Я тут рассказывал *tempo* о том, что подпитывает во мне веру в людей. На прошлой работе один из акционеров-основателей уже после того, как продал все свои акции, покинул компанию и занялся другим видом деятельности, попал в аварию и оказался навсегда прикован к кровати. Я однажды узнал у бухгалтера, с которой был в хороших отношениях, что все десять лет, что я там отработал, наш директор, самый безответственный из всех сотрудников, ежемесячно выплачивал ему пенсию. Фактически из своих денег, не имея никаких формальных обязательств перед бывшим коллегой. Возможно, до сих пор выплачивает, я не в курсе. Так что, *trypo*, свобода от совести, конечно, даёт преимущества. Но и несвобода тоже даёт преимущества, другие, но даёт. Каждый волен сделать свой выбор, я лишь попытался добавить ему осознанности.

----------


## tempo

Джун, у меня ощущение, что ты родился где-то в районе католических и православных рождеств и старого нового года )

Это так?

----------


## June

Tempo, я был рождён в июне. И порядочность не связана с верой в бога. На вышеописанной работе, например, большинство атеисты. На самом деле порядочных людей много. Это у нас на сайте что-то близкое к марианской впадине, да и страна в целом погружается. Я путешествую по миру и вижу, что во многих местах люди лучше. Бывает, заберёшься куда-нибудь, стоит шкаф с напитками, открытая касса с деньгами, хозяйку хрен найдёшь, потому что где-то посуду моет, народ ходит, и никто ни деньги, ни напитки не тырит. Мне комфортно в таком обществе, а в обществе людей, свободных от совести, мне некомфортно.

----------


## tempo

Джун, когда я читаю тебя, меня не покидает ощущение проповеди и чисто христианского насилия, когда добрый познавший истину брат ласково берёт меня за руку, складывает мои пальцы в кучку и, водя моей рукой, показует, как правильно креститься )

----------


## Aare

> во многих местах люди лучше.


 Во многих местах люди лучше, чем ты, ты прав, Джун

----------


## trypo

добавлю один момент к истории о деньгах , оставленных без присмотра.
побудителей может быть множество , но возьмем два противоположных :
страх наказания (наказание внешнее) и угрызения совести (наказание внутреннее).
можно сказать , что эти люди не берут деньги по причине своей добродетельности -
совесть и личная мораль им этого просто не позволят.
но так же можно сказать , что эти люди живут в тоталитарном обществе , 
где наказание за проступок (1)неизбежно и (2)(удручающе)жестоко -
поэтому страх(за жизнь, свободу или здовровье) исключает любую возможность помыслить о чужом.
страх , что прячется за неискренними улыбками и приторными словами о доброте и справедливости.

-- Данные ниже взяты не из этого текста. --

PR #1040, opened 2020-02-03
Add devcontainer

issacg:
Added devcontainer based loosely on my work at https://github.com/issacg/hassio-addon-devcontainer but optimized for working with the full community add-on repository

### DIFF
--- a/.devcontainer/Dockerfile
+++ b/.devcontainer/Dockerfile
@@ -30,10 +30,6 @@ RUN apt-get update && apt-get install -y --no-install-recommends \
 
 COPY .devcontainer/start_hassio.sh /usr/local/bin/start_hassio.sh
 
-# Install dependencies for the add-on development below.  For example, if you're running Node.js,
-# you may want something like the following...
-# RUN apt-get install -y --no-install-recommends nodejs npm
-
 # Generate a machine-id for this container
 RUN rm /etc/machine-id && dbus-uuidgen --ensure=/etc/machine-id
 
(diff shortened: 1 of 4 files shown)


.devcontainer/Dockerfile
```diff
@@ -0,0 +1,40 @@
...
+        docker-ce \
+        docker-ce-cli \
+        containerd.io
+# This is a development container.  Don't bother to clean up apt cache, this way we have it handy later
+
+COPY .devcontainer/start_hassio.sh /usr/local/bin/start_hassio.sh
+
+# Install dependencies for the add-on development below.  For example, if you're running Node.js,
+# you may want something like the following...
+# RUN apt-get install -y --no-install-recommends nodejs npm
```
pvizeli: Remove this

.devcontainer/Dockerfile
```diff
@@ -0,0 +1,40 @@
...
+        sudo \
+    && curl -fsSL https://download.docker.com/linux/ubuntu/gpg | sudo apt-key add - \
+    && add-apt-repository "deb https://download.docker.com/linux/ubuntu $(lsb_release -cs) stable" \
+    && apt-get update && apt-get install -y --no-install-recommends \
+        docker-ce \
+        docker-ce-cli \
+        containerd.io
+# This is a development container.  Don't bother to clean up apt cache, this way we have it handy later
+
+COPY .devcontainer/start_hassio.sh /usr/local/bin/start_hassio.sh
```
pvizeli: We don't need copy this, let put the script into `.devcontainer`

issacg: Agreed that this makes more sense in the generic version of the devcontainer (where users might want to change paths), but I guess in this case it can work.  I guess some pedantic part of me objects to putting a "binary" (even if it is a script) in such an oddball place...

Curious as to motives for the pednatic-ness on your end that wants to avoid the COPY, though.  Would be happy if you shared your motive.

pvizeli:
Let's test it :)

внешне эти два побудителя отличить не представляется возможным,
и как знать , какой из них управляет людьми , в обществе которых тебе приятнее находится?
может статься , что в этом обществе не все так гладко и честней.

----------


## June

*trypo*, наказание внутреннее и внешнее не являются противоположностями, на мой взгляд. И если поковыряться в механизмах, приводящих в движение внутреннее, оно может оказаться интернализованным в раннем детстве внешним или чем-то типа того. В обоих случаях это страх наказания, но я его не ощущаю, потому что не планирую брать деньги. Как созерцание кактуса не вызывает страха, пока не планируешь его потрогать. Как у других, не знаю.

А вот эта описанная тобой неискренность, по моим наблюдениям сильнее распространённая на западе, когда ты человеку, может быть, противен, но он тебе улыбается, мне тоже не по душе и я стараюсь такие ситуации в своей жизни свести к минимуму.

*Aare*, я прочитал и раздавлен. Как жить с мыслью о том, что довольно умная наркоманка и воровка с форума считает меня плохим человеком, я не знаю. Видимо, придётся покинуть форум. Честь имею.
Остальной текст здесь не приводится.